● **REQUIRED WORK**
Filter these entries down to lines holding "mikhuang".

[Stored items]
════════════════

PR #487, opened 2017-02-14
`get_email` management command: Force message to unicode to avoid encoding issues

mikhuang:
On py2.7 I got `UnicodeEncodeError: 'ascii' codec can't encode character u'\u2013' in position 1599: ordinal not in range(128)` type errors until I explicitly declared the message to be Unicode.


gwasser:
Hi @mikhuang thanks for the bug report & patch! Looks like the patch broke Python 3 support though :-) maybe we need to use `message.encode('utf-8') if six.PY2 else message` or something similar?

Good catch on the missing namespace for logout! I hindsight I probably don't logout as much as I should and didn't notice :-)

gwasser:
@mikhuang I wonder what message you were parsing with `get_email` that caused this? I would like to see that message added as a test case if you don't mind! (or if the contents are personal, cut it to make the smallest test case that illustrates the fail). Obviously our old tests weren't catching it :-)

mikhuang:
It was the Zoho new account intro email. The particular one that gave me issues was ingested by django-helpdesk and deleted from IMAP. Now I'm not able to reproduce the error (signed up with another account) and stuck wondering if that was the original issue after all. :-/

gwasser:
Thanks for looking into it! I suppose any email with unicode characters might work. Specifically `u'\u2013'`

gwasser:
I'm trying to update our tests for this to include unicode characters. I added `\u2013` to the text string of the test email message just to see what happens, and am getting errors on both Py2 and Py3.

`test_get_email.py", line 135, in test_read_email
    self.assertEqual(ticket1.description, "This is the helpdesk comment with a unicode character \u2013 via email.")
AssertionError: 'This is the helpdesk comment with a unicode character \\u2013 via email.' != 'This is the helpdesk comment with a unicode character – via email.'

════════════════

● **RESPONSE FOR THIS EXERCISE**
mikhuang:
Hi @mikhuang thanks for the bug report & patch! Looks like the patch broke Python 3 support though :-) maybe we need to use `message.encode('utf-8') if six.PY2 else message` or something similar?
@mikhuang I wonder what message you were parsing with `get_email` that caused this? I would like to see that message added as a test case if you don't mind! (or if the contents are personal, cut it to make the smallest test case that illustrates the fail). Obviously our old tests weren't catching it :-)
mikhuang:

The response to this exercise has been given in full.